- Occupations: Chief Operating Officer, Shanti Bhavan Children's Project; games writer
- Website: ajitageorge.com

= Ajit George =

Indian-American non-profit director

Ajit George is an Indian-American tabletop role-playing game writer and nonprofit executive.

George is known in the gaming industry for his role as co-lead designer/author (with F. Wesley Schneider) of the Dungeons & Dragons adventure anthology Journeys through the Radiant Citadel (2022) which was nominated for the 2023 Nebula Award for Best Game Writing, the 2023 Diana Jones Award for Excellence in Gaming, and 2023 ENNIE Awards for Best Adventure and Best Product. In 2022, George was awarded the Diana Jones Award, an annual award for "Excellence in Gaming."

George is the Chief Operating Officer of Shanti Bhavan Children's Project based in Bangalore, India. The school, which was the focus of the 2017 Netflix documentary series Daughters of Destiny: The Journey of Shanti Bhavan, provides free education to socially disadvantaged children from the age of four until they graduate from college.

== Early years ==
George, the oldest son of Mariam and Abraham M. George, grew up in New Jersey, United States. The family was well-off and George attended good schools. George felt isolated at school, and used role-playing games to help him, saying, "as a brown kid growing up in a deeply white set of schools and communities, I felt alienated constantly and really, really had a hard time with it. It was very, very painful for me growing up. And role playing games were one of the few refuges along with books that I could find that gave me my own space and my own voice and to experiment."

== Career ==

=== Shanti Bhavan Children's Project ===
When George was 22, his father Abraham decided to return to India to create a residential school for children of the Dalit caste, India's poorest caste.
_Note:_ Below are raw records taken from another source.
PR #406, opened 2018-03-22
Drop files

### LINKED ISSUE #74: Drop file on support
It would be great to be able to simply drop a .py file onto the application in the menu bar. Although not a majorly important feature, it would be great to see it there. Have had a few times so far where I have gone to drop a script on it and then remembered I can't just yet.

ZanderBrown:
Fix #74 (only 2 years late...)

If a file is dropped on the editor (doesn't listen on panels) a signal is bubbled up and then handled by opening the file

However the signal is only fired if the dropped file is `*.py or *.hex` (case insensitive) for everything else the current behaviour is preserved

Also included is a styling change following on comments on 51847232b37f7266e2fbb4108da23d9ebf64c4b0
(Yes i know it shouldn't really be in this PR)


ZanderBrown:
Not sure what Travis doesn't like here

mu/interface/editor.py
```diff
@@ -86,6 +90,44 @@ def __init__(self, path, text, newline=NEWLINE):
...
+            links = []
+            # Iterate over each of the urls attached to the event
+            for url in event.mimeData().urls():
+                # Check the url is to a local file
+                # (not a webpage for example)
+                if url.isLocalFile():
+                    # Grab a 'real' path from the url
+                    path = url.toLocalFile()
+                    # If the dropped file is a script or hex
+                    if os.path.splitext(path)[1].lower() in ['.py', '.hex']:
```
carlosperate: Is there any disadvantage in letting all files pass through, and then have the `Editor._load` decide which files to process? This way there is also an informative message box saying if the file is not compatible.

ntoll: +1 to re-using existing functionality for this.

ntoll: OK... I'll fix this to use existing functionality.

ntoll:
Thank you for this! :-)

In 2007, George became the Director of Operations for Shanti Bhavan Children's Project. He was brought onto the team to help Shanti Bhavan deal with its financial crisis. George changed the financial structure of the organization, taking it from being funded privately to a 501(c)(3) organization. It is now supported by individual donations, corporate and non-governmental organization (NGO) partnerships, and grants.

In January 2024, George became the Chief Operating Officer for Shanti Bhavan. He oversees all domestic and international fundraising, volunteer and teacher recruitment, media relations, strategic partnerships, and the mentorship program at Shanti Bhavan Children's Project.
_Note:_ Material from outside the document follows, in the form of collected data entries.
Issue #409, opened 2018-03-26
Specifying a file on the command-line can duplicate if it's also in the restored session


tjguk:
If you specify a file on the command line (eg mu myfile.py) and that file is also stored in the session settings, it will be loaded twice.

ntoll:
good catch

ntoll:
Hmm... I've just tested this and everything works as expected on Linux (I even get told that `my_file.py` is already open). Could this be Windows specific..?

ZanderBrown:
Perhaps it's a problem of relative vs absolute paths?
https://github.com/mu-editor/mu/blob/40fbd75c46f5ae10c458fb478bf5b0af98d1416c/mu/logic.py#L647
As far as I can tell we never 'normalise' path to be absolute, if that's the case it would explain oddities like this

ntoll:
I thought of that... the `session.json` file stores the paths as absolute. I was starting Mu with a relative path. Having said that, I think you're right and I've just not found the right edge case. Given that logic.py's `restore_session` is dealing with absolute paths from the session.json file then if we normalise the `passed_filename` this problem shouldn't happen. This should be a quick fix in app.py.

ntoll:
@tjguk doe 297669a9cbebdeb8991232995d524e6b80cf47e2 fix your problem?

tjguk:
Haven't tried yet, but since I was able to reproduce without even having a file on the command line, here's the contents of my session file:

```
{
  "theme": "day",
  "mode": "python",
  "paths": [
    "C:/Users/goldent/mu_code/t.py",
    "C:\\Users\\goldent\\mu_code\\t.py"
  ]
}
```

ntoll:
hah... it looks like Window paths strike again. What would be really useful is to understand how each of the paths was created. I'm assuming the second path is the absolute path of the file you specified on the command line? In which case, something (QWidget) is storing paths in a way that's more like a URL rather than an OS specific filesystem path. We should choose one (and my vote would be for the URL like convention -- in which case, how do I replace abspath with the right thing?).

tjguk:
os.abspath (which calls os.normpath) on Windows will produce a path of the form c:\users\goldent\... from either of the two forms above.

tjguk:
With your patch applied, I see the following behaviour:

* settings.json contains "C:/Users/goldent/mu_code/t.py"
* python -mmu t.py
* t.py is opened successfully in the editor pane, but an alert appears "The file t.py is already open"

[...]

PR #411, opened 2018-03-27
Impove handling of cli files

ZanderBrown:
Further work for #409 

Whilst this probably does resolve that issue it does resolve an issue that issues caused so-to-speak

### DIFF
--- a/mu/app.py
+++ b/mu/app.py
@@ -104,9 +104,16 @@ def run():
     # Setup the window.
     editor_window.closeEvent = editor.quit
     editor_window.setup(editor.debug_toggle_breakpoint, editor.theme)
-    # capture the filename passed by the os, if there was one
-    passed_filename = sys.argv[1] if len(sys.argv) > 1 else None
-    editor.restore_session(os.path.abspath(passed_filename))
+    # Restore the previous session
+    editor.restore_session()
+    # capture the filename passed by the os, if there were any
+    for passed_filename in sys.argv[1:]:
+        try:
+            # abspath will fail for non-paths
+            editor.direct_load(os.path.abspath(passed_filename))
+        except:
+            logging.warning('Can\'t open file from command line {}'.
+                            format(passed_filename))
     # Connect the various UI elements in the window to the editor.
     editor_window.connect_tab_rename(editor.rename_tab, 'Ctrl+Shift+S')
     status_bar = editor_window.status_bar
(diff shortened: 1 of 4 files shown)


mu/app.py
```diff
@@ -104,9 +104,18 @@ def run():
...
-    # capture the filename passed by the os, if there was one
-    passed_filename = sys.argv[1] if len(sys.argv) > 1 else None
-    editor.restore_session(os.path.abspath(passed_filename))
+    # Restore the previous session
+    editor.restore_session(without_empty=len(sys.argv[1:]) > 0)
+    # capture the filename passed by the os, if there were any
+    for passed_filename in sys.argv[1:]:
+        try:
+            # abspath will fail for non-paths
+            editor.direct_load(os.path.abspath(passed_filename))
```
ntoll: hmmm.... I'm not sure about this approach. The code in `app.py` is essentially there to instantiate things and connect them together. This feels like logic that shouldn't be here (i.e. it should be within the editor, and all the editor needs are a bunch of paths for the passed in files). Does this make sense?

ZanderBrown: Yep, I'll have a look at rearranging that

ZanderBrown:
Sorry that took a while

mu/app.py
```diff
@@ -104,9 +104,10 @@ def run():
     # Setup the window.
     editor_window.closeEvent = editor.quit
     editor_window.setup(editor.debug_toggle_breakpoint, editor.theme)
-    # capture the filename passed by the os, if there was one
-    passed_filename = sys.argv[1] if len(sys.argv) > 1 else None
-    editor.restore_session(os.path.abspath(passed_filename))
+    # Restore the previous session
+    editor.restore_session(without_empty=len(sys.argv[1:]) > 0)
```
ntoll: Hmmm... so why pass this flag at all. Why not pass in `sys.argv[1:]` and let `restore_session` handle it..? Happy to be talked round, but it feels like there should be one call to `restore_session` with the passed in files and then it'll work out what to do with it given the previous state of the session and the new files. Does that make sense?

ntoll:
No need to apologies for anything @ZanderBrown... I'm just incredibly grateful that people are taking the time to improve Mu. :-)

mu/app.py
ZanderBrown: I had them separate in case we wanted to do single instance things but I'll move the call inside `restore_session`

ntoll:
Thanks! :-)

PR #412, opened 2018-03-27
Open logging for output as utf-8

tjguk:
The entire contents of the editor is written out via logging.debug() at various points. Previously, no encoding was specified when opening the logger; this will use the locale default which (on my Western Windows machine) won't encode, eg, Chinese characters.

This PR specifies the Mu default encoding (currently utf-8) when logging


ZanderBrown:
utf-8 all the things!

ntoll:
Thanks for this @tjguk -- on Linux this wasn't a problem, perhaps due to different encoding setting between OS's, so great catch there for Windows users. ;-)

PR #413, opened 2018-03-28
Style context menus

ZanderBrown:
This is particularly important for the high contrast theme

At the moment there is no distinction between items and those that are disabled and the user has no indication of the hovered item (i.e. the clickyness)

Current master:
peek 2018-03-28 11-12

Proposal:
peek 2018-03-28 11-13

I seem to be generating a lot of PRs lately, sorry if I'm filling your inbox :smile:

### DIFF
--- a/mu/app.py
+++ b/mu/app.py
@@ -25,7 +25,7 @@ import platform
 import pkgutil
 import logging
 from logging.handlers import TimedRotatingFileHandler
-from PyQt5.QtCore import QTimer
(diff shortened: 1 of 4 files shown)


ntoll:
Thanks... this is great... I made two adjustments...

* Fix the tests
* Add a higher contrast to the menu border in "dark" mode.

:-)

ZanderBrown:
Did I break a test?

Didn't think to check as it's majority CSS

PR #418, opened 2018-03-31
Rethink cookies

tjguk:
In lieu of always writing an encoding cookie, Mu will now preserve and honour and existing cookies (ie the encoding specified in the cookie will be used when writing the data out). But no new cookie will be added.

For reading, Mu will continue to pick up obvious clues (BOM, encoding cookies) and decode appropriately. But in their absence it will try first UTF-8 and then the locale default. If that fails an error popup will be displayed as before indicating which codecs were tried.

Absent a specific encoding cookie (which can be added mid-session) the file will be saved encoded as UTF-8


ntoll:
@tjguk I've just had a look through the code and this looks good. I notice there's a PEP8 error when you `make check` on Travis so please appease the PEP8 god with an appropriate sacrifice. ;-)

I'll be back on Wednesday, so if marked as "merge-able" will do an in-depth code review across available platforms  upon my return.

As always, thank you for your invaluable work! :-)

tjguk:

George is a board member of the Indian Institute of Journalism and New Media, a postgraduate school of journalism and media, founded in 2001 and based in Bangalore, India.

=== Writing and game design ===
George returned to the world of role-playing games, and found that little had changed in the field since his childhood, with almost no creative representation by people of color. After working as a contributing writer on Van Richten's Guide to Ravenloft (2021), George approached several publishing companies about increasing creative diversity. George and F. Wesley Schneider became co-lead designers and writers for Journeys through the Radiant Citadel (2022), the first official "anthology of D&D adventures to be written entirely by Black and brown authors" published by Wizards of the Coast, including an adventure by Mimi Mondal. The committee of the Diana Jones Award in 2022 highlighted that George "has been the first writer of Indian origin to write Indian-inspired material for a number of games, including Dungeons & Dragon's Van Richten’s Guide to Ravenloft". Journeys through the Radiant Citadel was nominated for the 2023 Nebula Award for Best Game Writing, the Diana Jones Award for Excellence in Gaming, and ENNIE Awards for Best Adventure and Best Product.
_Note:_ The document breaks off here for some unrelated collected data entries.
PR #419, opened 2018-04-01
set a default help url for prereleases

willingc:
This PR fixes the case where Help opens a not found page when the mu version is a beta or prerelease.

Checks if there is a suffix beyond the major and minor version, if so open the default latest help page. Otherwise, open the language and release specific help.

### DIFF
--- a/mu/logic.py
+++ b/mu/logic.py
@@ -872,7 +872,7 @@ class Editor:
         major_version = '.'.join(__version__.split('.')[:2])
 
         logger.info('Open help URL for {} version {}'.format(language_code,
-            __version__))
+                                                             __version__))
         if (len(__version__.split('.')) > 3):
             # pre-release so show latest
             url = 'https://codewith.mu/help/latest'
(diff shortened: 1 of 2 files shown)


ZanderBrown:
Perhaps there should be a separate help page for prereleases that links to the latest help as well as the GitHub issues page

ntoll:
Hi folks,

@willingc thank you for the contribution. I think, once the new website lands (very soon, see: https://github.com/mu-editor/mu-editor.github.io/tree/v1), the help button will automatically work in the correct way. 

The "latest" path also adds a completely new subdirectory to the website and I'm anxious to put as much of the content under correct language codes (e.g. `/en/tutorials` etc...). To this end, the only page that's not categorized in this way is the root "landing" page (which will also point people at the various translations available).

Does this make sense..?

@ZanderBrown I like your point about adding extra pointers to help because it's a pre-release.

Both, given the closeness of the new website, do you see any advantage to having a "latest"..? If not, perhaps we can mark this as already resolved (pending the website)..?

Happy to be persuaded otherwise. :-)

N.

ZanderBrown:
I don't see the lack of a 'latest' being a problem

willingc:
Cool. Feel free to close. We can always resurrect if it becomes necessary down the road. 👍

PR #422, opened 2018-04-03
searching /sbin/mount in adafruit mode

fmorton:
By default, non-root users do not have "mount" in their path, but can access it using "/sbin/mount". This pull requests first uses "mount", and then if not found, attempts to use "/sbin/mount". Other locations may be easily added to the array of possible locationsl

### DIFF
--- a/AUTHORS.rst
+++ b/AUTHORS.rst
@@ -17,6 +17,7 @@ These include (but are not limited to):
 * Tibs / Tony Ibbs (tibs@tonyibbs.co.uk)
 * Zander Brown
 * Alistair Broomhead (alistair.broomhead@gmail.com)
+* Frank Morton (fmorton@mac.com)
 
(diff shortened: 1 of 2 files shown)


ZanderBrown:
What distro is that on? (aka I don't seem to have it)

fmorton:
Make a style change.

ZanderBrown:
I'm confused why was this closed and #423 opened? They look identical.

fmorton:
Sorry for the confusion. I did not do a "make check" on the first pull request and had a styling issue that kept it from passing the tests. So, I closed this one, fixed the styling change (too many spaces in an array definition) and submitted the new pull request.

ZanderBrown:
Just for future reference:
You can push further commits after opening a PR. In fact, you successfully did that here! You may not have noticed but your 3rd commit is listed on this PR after my initial comment as well as being included in your new PR.

PR #423, opened 2018-04-04
searching /sbin/mount in adafruit mode

fmorton:
By default, non-root users on macintosh do not have "mount" in their path, but can access it using "/sbin/mount". This pull requests first uses "mount", and then if not found, attempts to use "/sbin/mount". Other locations may be easily added to the array of possible locations.

I still get one error with "make check", but get the same thing without my changes.

### DIFF
--- a/AUTHORS.rst
+++ b/AUTHORS.rst
@@ -17,6 +17,7 @@ These include (but are not limited to):
 * Tibs / Tony Ibbs (tibs@tonyibbs.co.uk)
 * Zander Brown
 * Alistair Broomhead (alistair.broomhead@gmail.com)
+* Frank Morton (fmorton@mac.com)
 
 We welcome contributions from anyone! Please see :doc:`contributing` for more
 information.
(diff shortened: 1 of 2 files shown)


ZanderBrown:
LGTM but returning to my initial comment

> What distro is that on? (aka I don't seem to have it)

fmorton:
If I am understanding your question, this is from the current master branch. I forked it yesterday.

ZanderBrown:
Sorry I meant the OS you are using where `mount` can be found at `/sbin/mount`

fmorton:
MacOS High Sierra 10.13.2

ntoll:
Hi @fmorton, thank you for your contribution! I'm not near my Mac at the moment, but I will be tomorrow! I'll review and hopefully merge then.

N.

ntoll:
@fmorton I added a test to bring coverage back up to 100%. Thanks for your contribution. :-)

PR #270, opened 2021-02-26
bumping data version to 7.2.5

rheacangeo:
## Purpose

We are updating the data version, because this one is the latest one generated that is running and succeeding in jenkins. 

## Code changes:

- Makefile indicates data version is 7.2.5
- updating the CS_Profile_2d test code to work with a slight change to the serialization statements in fv3gfs-fortran

### DIFF
--- a/tests/translate/translate_remap_profile_2d.py
+++ b/tests/translate/translate_remap_profile_2d.py
@@ -1,6 +1,7 @@
 import numpy as np
 
 import fv3core.stencils.remap_profile as Profile
+import fv3core.utils.gt4py_utils as utils
 from fv3core.testing import TranslateFortranData2Py
 
 
@@ -9,7 +10,6 @@ class TranslateCS_Profile_2d(TranslateFortranData2Py):
         super().__init__(grid)
         self.compute_func = Profile.compute
         self.in_vars["data_vars"] = {
-            "qs": {"serialname": "qs_column"},
             "a4_1": {"serialname": "q4_1"},
             "a4_2": {"serialname": "q4_2"},
             "a4_3": {"serialname": "q4_3"},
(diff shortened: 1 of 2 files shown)


tests/translate/translate_remap_profile_2d.py
```diff
@@ -63,7 +63,8 @@ def compute(self, inputs):
         inputs["i1"] = self.grid.global_to_local_x(inputs["i1"] - 1)
         inputs["i2"] = self.grid.global_to_local_x(inputs["i2"] - 1)
         inputs["jslice"] = slice(0, 1)
-
+        if "qs" not in inputs:
+            inputs["qs"] = utils.make_storage_from_shape(self.maxshape)
```
ofuhrer, line 67: Makes perfect sense, since `remap_profile.compute()` expects `qs` as one of the inputs.

What I'm not sure how we'll deal with in the long-run, is that we actually don't want to call `make_storage_from_shape` in any of the compute methods when running the dycore, e.g.
```
    qs = utils.make_storage_from_shape(pe1.shape, origin=(0, 0, 0))
```
in `mapn_tracer.compute()`, but this is not related to this PR.

ofuhrer (approved):
Thanks. LGTM!

rheacangeo:
launch jenkins

tests/translate/translate_remap_profile_2d.py
rheacangeo: agreed! we need to get rid of those as much as possible. We are reducing some of them by putting more code into stencils, but there will still be some we may need to push up a few levels and pass through, or something.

George has also written for a variety of indie game companies including Bully Pulpit, Thorny Games, and Monte Cook Games.

Along with being a writer, George is a diversity consultant, speaker, and activist in the gaming community. In 2016, George helped Gen Con expand its Industry Insider Speakers program. In 2019, he created a POC training and mentorship program that connects game industry experts with POC professionals new to the industry. George also organized and led the first POC networking event at Big Bad Con in 2019.

== Awards and nominations ==

| Year | Award | Category | Work | Result | Ref. |
|---|---|---|---|---|---|
| 2021 | Diana Jones Award |  | — | Nominated |  |
| 2022 | Diana Jones Award |  | — | Won |  |
| 2023 | Nebula Award | Best Game Writing | Journeys through the Radiant Citadel | Nominated |  |
| 2023 | Diana Jones Award |  | Journeys through the Radiant Citadel | Nominated |  |
| 2023 | ENNIE Awards | Best Adventure | Journeys through the Radiant Citadel | Nominated |  |
| 2023 | ENNIE Awards | Best Product | Journeys through the Radiant Citadel | Nominated |  |

== Media ==

- George and Shanti Bhavan Children's Project were featured in the 2017 original Netflix documentary series Daughters of Destiny: The Journey of Shanti Bhavan, written, directed, and co-produced by Vanessa Roth.
- George presented at TEDxUNC in 2014, and at TEDxCollegeofWilliam&Mary in 2016.
- George presented Nebula Awards' first-ever award for "Outstanding Game Writing" in 2019.